Aqui eu não sou homem ou mulher. Sou um adepto do crossdresing. Sou uma Crossdresser - CD ou CDzinha. Desde os 9 anos, adoro lingeries e roupas sexyes. Levo uma vida normal masculina e tenho uma vida clandestina feminina.

Me proponho aqui a falar um pouco de tudo, em especial das Crossdressers, dos transexuais, dos Travestis e da enorme comunidade
LGBT existente em todo o mundo. Um estilo de vida complicado e confuso (para alguns)... Este espaço também se presta para expor a minha indignação quanto ao ódio e preconceito em geral.

Observo que esse é um blog onde parte do que aqui posto pode ser considerado como orientado sexualmente para adultos, ou seja, material destinado a pessoas maiores de 18 anos.

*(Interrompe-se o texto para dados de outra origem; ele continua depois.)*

PR #501, opened 2016-01-08
Fix consumer_callback does not pass opaque to consume_cb

shinya1020:
`consumer_callback` does not pass opaque to `consume_cb`.

### DIFF
--- a/src-cpp/ConsumerImpl.cpp
+++ b/src-cpp/ConsumerImpl.cpp
@@ -155,7 +155,7 @@ int RdKafka::ConsumerImpl::consume_callback (RdKafka::Topic* topic,
                                              RdKafka::ConsumeCb *consume_cb,
                                              void *opaque) {
   RdKafka::TopicImpl *topicimpl = static_cast<RdKafka::TopicImpl *>(topic);
-  ConsumerImplCallback context(topic, consume_cb, NULL);
+  ConsumerImplCallback context(topic, consume_cb, opaque);
   return rd_kafka_consume_callback(topicimpl->rkt_, partition, timeout_ms,
                                    &ConsumerImplCallback::consume_cb_trampoline, &context);
 }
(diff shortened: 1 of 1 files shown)


edenhill:
Thanks!

kparadkar:
@edenhill I am seeing this issue on V0.11.3 in C library (it used to work in 0.9.1)
in rd_kafka_consume0 latest code passes rd_kafka_poll_cb with RD_KAFKA_Q_CB_RETURN parameter returning immediately and do not update opaque - 

case RD_KAFKA_OP_FETCH:
                if (!rk->rk_conf.consume_cb ||
                    cb_type == RD_KAFKA_Q_CB_RETURN ||
                    cb_type == RD_KAFKA_Q_CB_FORCE_RETURN)
                        return RD_KAFKA_OP_RES_PASS; /* Dont handle here */
                   else {
                        struct consume_ctx ctx = {
                                .consume_cb = rk->rk_conf.consume_cb,
                                .opaque = rk->rk_conf.opaque };

                        return rd_kafka_consume_cb(rk, rkq, rko, cb_type, &ctx);
                }
                break;

Was this change intentional? Should I change my test ?

edenhill:
@kparadkar What API are you calling to consume messages and where do you expect to see the opaque?

kparadkar:
@edenhill I use rd_kafka_consumer_poll to consume messages. consume_cb updates the opaque in test code and asserts if opaque is not updated. This was test code which was added on older release of librdkafka and test used to work then which is broken now.

edenhill:
The consume callback does not work / is not supported with consumer_poll()

kparadkar:
rdkafka.h says - 
/**
 * @brief \b Consumer: Set consume callback for use with rd_kafka_consumer_poll()
 *
 */
RD_EXPORT
void rd_kafka_conf_set_consume_cb (rd_kafka_conf_t *conf,
                                   void (*consume_cb) (rd_kafka_message_t *
                                                       rkmessage,
                                                       void *opaque));

Is it documented somwhere that consume_cb is not supported with rd_kafka_consumer_poll ?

Se você não atingiu ainda 18 anos, ou se este tipo de material ofende você, ou ainda se você está acessando a internet de algum país ou local onde este tipo de material é proibido por lei, NÃO siga 'navegando'.

Sou um Crossdresser {homem>mulher} casada {com mulher - que nada sabe} e não sou um 'pedaço de carne'.

Para aqueles que eventualmente perguntam sobre o porque do termo 'Crossdresser GG', eu informo que lógico que o termo trata das minhas medidas. Ja que de fato visto 'GG'. Entretanto alcunhei que 'GG' de Grande e Gorda, afinal minhas medidas numéricas femininas para Blusas, camisetas e vestidos são tamanho: 50 e Calças, bermudas, shorts e saias são tamanho: 50.